### Brief
Look through the entries below, please, and copy every line with the word "scripts".

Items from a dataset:
*** Block opens ***
PR #1440, opened 2021-11-24
dev-entrypoint.sh: only wait for GCS_HOST if set

grzegorz-wcislo:
Right now you can't run the development docker-compose configuration without using GCS.

This PR ensures that the startup scripts waits for the GCS_HOST to be available only if the GCS_HOST environment variable. is present


tompollard:
thanks, looks good!

PR #1441, opened 2021-11-24
Change unix socket to uwsgi tcp socket in docker

grzegorz-wcislo:
It's more convenient to use a TCP socket for the uwsgi protocol instead of a UNIX socket when using containers. This allows for easy communication with a separate container with Nginx to communicate with the uWSGI server easily using `uwsgi_pass`. I chose port 8001 for no particular reason.


tompollard:
thanks Grzegorz, looks good to me

PR #1442, opened 2021-11-25
Add new access policy - contributor review.

fiedosiukr:
This PR adds a new access policy called Contributor Review. In order to access the project files, a user has to send a data access request and then it has to be accepted by one of the reviewers.


tompollard:
🟥

tompollard:
@fiedosiukr I think you mentioned that you wanted to update the migration for this, so I'll review the PR when once the new migration is pushed.

fiedosiukr:
@bemoody It seems like some test cases related to one of the templates fail. They only fail after reverting the late migrations. Do you have any ideas how to fix that? It is probably connected with the static files.

bemoody:
Not relevant to the migration issue (which I'll comment about in a bit) but this looks suspicious:

```
--- a/physionet-django/project/views.py
+++ b/physionet-django/project/views.py
@@ -1836,8 +1836,7 @@ def sign_dua(request, project_slug, version):
     else:
         raise Http404()
 
-    if project.deprecated_files or not project.access_policy or project.has_access(user) \
-        or project.is_self_managed_access:
+    if project.deprecated_files or not project.access_policy or project.has_access(user):
         return redirect('published_project',
                         project_slug=project_slug, version=version)
 
```

For self-managed-access projects, we do not currently create or use a DUASignature object, and we shouldn't allow users to create a "self-service" DUASignature object (even if currently that object would not have any effect.)

I think this should instead be:
```
    if (project.access_policy not in {AccessPolicy.RESTRICTED, AccessPolicy.CREDENTIALED}
            or project.deprecated_files or project.has_access(user)):
```

bemoody:
The issue here is that after applying the first migration, an existing "self-managed" published project is not considered "contributor-reviewed".

If we installed this code, applying the early migration but not the late migration, any credentialed user would then be able to access existing self-managed projects.  So the test case is doing its job there!

I think what we want is that after applying the early migration, or after unapplying the late migration, these projects should have "access_policy = CONTRIBUTOR_REVIEW", and also "is_self_managed_access = True".  So what I think we should do is:

- Take the RunPython from the current migration 0052 and add it to the end of 0051.

- Add the following RunPython to the beginning of 0053:
```
def migrate_forward(apps, schema_editor):
    pass

def migrate_backward(apps, schema_editor):
    ActiveProject = apps.get_model('project', 'ActiveProject')
    ArchivedProject = apps.get_model('project', 'ArchivedProject')
    PublishedProject = apps.get_model('project', 'PublishedProject')

    ActiveProject.objects.filter(access_policy=AccessPolicy.CONTRIBUTOR_REVIEW).update(
        is_self_managed_access=True
    )
    ArchivedProject.objects.filter(access_policy=AccessPolicy.CONTRIBUTOR_REVIEW).update(
        is_self_managed_access=True
    )
    PublishedProject.objects.filter(access_policy=AccessPolicy.CONTRIBUTOR_REVIEW).update(
        is_self_managed_access=True
    )
```
- Delete the old 0052 and rename 0053 to 0052; there's no reason we need three migration scripts here.

Here's what we should expect to see with those migrations:
```
$ ./manage.py resetdb && ./manage.py loaddemo && ./manage.py migrate project 0050
$ sqlite3 db.sqlite3 'select pp.slug, pp.is_self_managed_access, pp.access_policy, li.slug from project_publishedproject as pp inner join project_license as li on pp.license_id = li.id'
demoeicu|0|2|physionet-credentialed-health-data-license-150
demoecg|0|0|creative-commons-attribution-40-international-public-license
demobsn|0|0|mit-license
demoselfmanaged|1|2|physionet-credentialed-health-data-license-150
demopsn|0|0|gnu-general-public-license-gpl-version-3
demowave|0|0|open-data-commons-attribution-license-v10

$ ./manage.py migrate project 0051
$ sqlite3 db.sqlite3 'select pp.slug, pp.is_self_managed_access, pp.access_policy, li.slug from project_publishedproject as pp inner join project_license as li on pp.license_id = li.id'
demoeicu|0|2|physionet-credentialed-health-data-license-150
demoecg|0|0|creative-commons-attribution-40-international-public-license
demobsn|0|0|mit-license
demoselfmanaged|1|3|physionet-contributor-review-health-data-license-150
demopsn|0|0|gnu-general-public-license-gpl-version-3
demowave|0|0|open-data-commons-attribution-license-v10

$ ./manage.py migrate project 0052
$ sqlite3 db.sqlite3 'select pp.slug, pp.access_policy, li.slug from project_publishedproject as pp inner join project_license as li on pp.license_id = li.id'
demoeicu|2|physionet-credentialed-health-data-license-150
demoecg|0|creative-commons-attribution-40-international-public-license
demobsn|0|mit-license
demoselfmanaged|3|physionet-contributor-review-health-data-license-150
demopsn|0|gnu-general-public-license-gpl-version-3
demowave|0|open-data-commons-attribution-license-v10

$ ./manage.py migrate project 0051
$ sqlite3 db.sqlite3 'select pp.slug, pp.is_self_managed_access, pp.access_policy, li.slug from project_publishedproject as pp inner join project_license as li on pp.license_id = li.id'
demoeicu|0|2|physionet-credentialed-health-data-license-150
demoecg|0|0|creative-commons-attribution-40-international-public-license
demobsn|0|0|mit-license
demoselfmanaged|1|3|physionet-contributor-review-health-data-license-150
demopsn|0|0|gnu-general-public-license-gpl-version-3
demowave|0|0|open-data-commons-attribution-license-v10
```

**However**, this will fail the upgrade test because the *production* code makes the assumption that the access policy is one of the three known values.  That should be fixed by pull #1468.

tompollard:
Thanks for getting to the bottom of this @bemoody. #1468 is now merged.

fiedosiukr:
@bemoody thanks for the comprehensive explanation.

physionet-django/project/fixtures/demo-project.json
```diff
@@ -1873,6 +1834,22 @@
     "dua_html_content": ""
   }
 },
+{
+  "model": "project.license",
+  "pk": 10,
```
tompollard: Shouldn't this be `"pk": 11,`? Surprised it doesn't raise an error somewhere.

physionet-django/project/modelcomponents/publishedproject.py
```diff
@@ -203,22 +203,24 @@ def has_access(self, user):
...
+            return True
+        elif self.access_policy == AccessPolicy.RESTRICTED:
+            return user.is_authenticated and DUASignature.objects.filter(project=self, user=user).exists()
+        elif self.access_policy == AccessPolicy.CREDENTIALED:
+            return (
+                user.is_authenticated
+                and user.is_credentialed
+                and DUASignature.objects.filter(project=self, user=user).exists()
+            )
+        elif self.access_policy == AccessPolicy.CONTRIBUTOR_REVIEW:
```
tompollard, line 216: There seems to be an issue with this `elif` chunk. If a user's initial request for access is rejected, it seems they can never gain access. To reproduce:

1. As "Admin", create a contributor reviewed project.
2. As a new user, request access to the data
3. As Admin, reject the request.
4. As the new user, request access to the data.
5. As Admin, approve the request.
6. The new user is unable to access the data.

tompollard (commented):
Thanks @fiedosiukr! There are a couple of minor issues that I came across when testing. Please could you take a look? Briefly the issues are:
1. Duplicate key in fixture?
2. If the first access request is rejected, it seems the user can never gain access.

physionet-django/project/modelcomponents/publishedproject.py
fiedosiukr: The issue was in the template. Probably the new user isn't credentialed.
image

physionet-django/project/fixtures/demo-project.json
fiedosiukr: Fixed! The license was loaded twice, because it was defined in two separate files. Currently only the `contributor-review-license.json` is used.

tompollard:
Thanks @fiedosiukr, looks good to me!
*** Block closes ***
### Solution for this exercise
This PR ensures that the startup scripts waits for the GCS_HOST to be available only if the GCS_HOST environment variable. is present
- Delete the old 0052 and rename 0053 to 0052; there's no reason we need three migration scripts here.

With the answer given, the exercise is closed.